The problem: Set down each entry exactly as it stands, without altering a single character.

Stored items
PR #3303, opened 2021-10-05
Typography: VUE-737 remove kv-tailwind class prefixes and foundation reset/typography

ryan-ludwig:
This is going into `typography_dev` branch


emuvente (commented):
👍

PR #3323, opened 2021-10-12
feat: Hide page elements based on query param

eddieferrer:
* Hides global promo, nav menu and secondary menu if query param kivaAppReferral=true exists

GD-139


eddieferrer:
Used a local resolved. My other idea was to use a cookie. Not sure if there is a benefit to using either approach. I tested this and LGTM, it also prevents any flash of the header and works even when not logged in after auth0 redirect

eddieferrer:
> I think the local resolver option is good as it "should" persist for page transitions within the Ui app. I'm not really interested in setting something as persistent as a cookie for this task.

@mcstover This will not persist for page transitions

mcstover:
👍

PR #3341, opened 2021-10-19
feat: Wrap KvTooltip in kiva classic theme provider and use the mint …

mcstover:
…theme for existing usages.


ryan-ludwig:
Love seeing KvThemeProvider come in handy!

PR #3353, opened 2021-10-21
feat: ResponsiveImageSet processing enhancement to handle all u…

eddieferrer:
…se cases

This PR solves the rest of the issues for `ResponsiveImageSet` rendered from contentful. This gets rid of the old paradigm of "retina" and "std". 

The `responsiveImageSetSourceSets` function can be used to pass a responsive Image Set from contentful into the `KvContentfulImg` component. Currently used in `DynamicHeroClassic` and enabled in `richTextRenderer`, but no RTF's use this yet

**Contentful Changes**
This adds a JSON object to a responsive image set, this json object looks like: 
```
{
    "sm": {
        "width": 537
    },
    "lg": {
        "width": 394
    },
    "med": {
        "width": 397
    }
}
```
**What is expected in Contentful for a responsive image set?** 
A single set of images at the highest resolution possible, and an optional JSON object above. 

For example, for a page implementing a responsive image set in the hero, where there is 1 image for small and medium resolutions and 1 image for large and above, the contentful entry would look like: 

Responsive Image Set
 - name
 - description
 - Images:
         *image1: The image to display at sm or med resolutions. This image should be the highest quality possible and can have huge dimensions. It can include "sm" in the filename
         *image2: The image to display at large and above. This image should be the highest quality possible and can have huge dimensions. It MUST include "lg" in the filename
- JSON Object: This json object includes the width that the image should be displayed at at the corresponding resolutions. If missing, it will default to the max width at that breakpoint, which works ok if the image is inserted in a col-12 container that takes up the full width. 

This will greatly clean this content up, since every image in the ResponsiveImageSet should be a unique image, not just the same image in a different resolution

TODO: 
- After this we can remove all "std" images from contentful ResponsiveImageSets. 
- We can also remove use cases where the same image has been added in contentful at different resolutions, one for large at 1200x900 and one for xl at 1600x1000 for example. In this case they should only be an "lg" image at the highest resolution


mcstover:
This is looking good. I like that the json object is optional. We should probably pose a question on defaults for discussion with Design.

The completed task:
PR #3303, opened 2021-10-05
Typography: VUE-737 remove kv-tailwind class prefixes and foundation reset/typography

ryan-ludwig:
This is going into `typography_dev` branch


emuvente (commented):
👍

PR #3323, opened 2021-10-12
feat: Hide page elements based on query param

eddieferrer:
* Hides global promo, nav menu and secondary menu if query param kivaAppReferral=true exists

GD-139


eddieferrer:
Used a local resolved. My other idea was to use a cookie. Not sure if there is a benefit to using either approach. I tested this and LGTM, it also prevents any flash of the header and works even when not logged in after auth0 redirect

eddieferrer:
> I think the local resolver option is good as it "should" persist for page transitions within the Ui app. I'm not really interested in setting something as persistent as a cookie for this task.

@mcstover This will not persist for page transitions

mcstover:
👍

PR #3341, opened 2021-10-19
feat: Wrap KvTooltip in kiva classic theme provider and use the mint …

mcstover:
…theme for existing usages.


ryan-ludwig:
Love seeing KvThemeProvider come in handy!

PR #3353, opened 2021-10-21
feat: ResponsiveImageSet processing enhancement to handle all u…

eddieferrer:
…se cases

This PR solves the rest of the issues for `ResponsiveImageSet` rendered from contentful. This gets rid of the old paradigm of "retina" and "std". 

The `responsiveImageSetSourceSets` function can be used to pass a responsive Image Set from contentful into the `KvContentfulImg` component. Currently used in `DynamicHeroClassic` and enabled in `richTextRenderer`, but no RTF's use this yet

**Contentful Changes**
This adds a JSON object to a responsive image set, this json object looks like: 
```
{
    "sm": {
        "width": 537
    },
    "lg": {
        "width": 394
    },
    "med": {
        "width": 397
    }
}
```
**What is expected in Contentful for a responsive image set?** 
A single set of images at the highest resolution possible, and an optional JSON object above. 

For example, for a page implementing a responsive image set in the hero, where there is 1 image for small and medium resolutions and 1 image for large and above, the contentful entry would look like: 

Responsive Image Set
 - name
 - description
 - Images:
         *image1: The image to display at sm or med resolutions. This image should be the highest quality possible and can have huge dimensions. It can include "sm" in the filename
         *image2: The image to display at large and above. This image should be the highest quality possible and can have huge dimensions. It MUST include "lg" in the filename
- JSON Object: This json object includes the width that the image should be displayed at at the corresponding resolutions. If missing, it will default to the max width at that breakpoint, which works ok if the image is inserted in a col-12 container that takes up the full width. 

This will greatly clean this content up, since every image in the ResponsiveImageSet should be a unique image, not just the same image in a different resolution

TODO: 
- After this we can remove all "std" images from contentful ResponsiveImageSets. 
- We can also remove use cases where the same image has been added in contentful at different resolutions, one for large at 1200x900 and one for xl at 1600x1000 for example. In this case they should only be an "lg" image at the highest resolution


mcstover:
This is looking good. I like that the json object is optional. We should probably pose a question on defaults for discussion with Design.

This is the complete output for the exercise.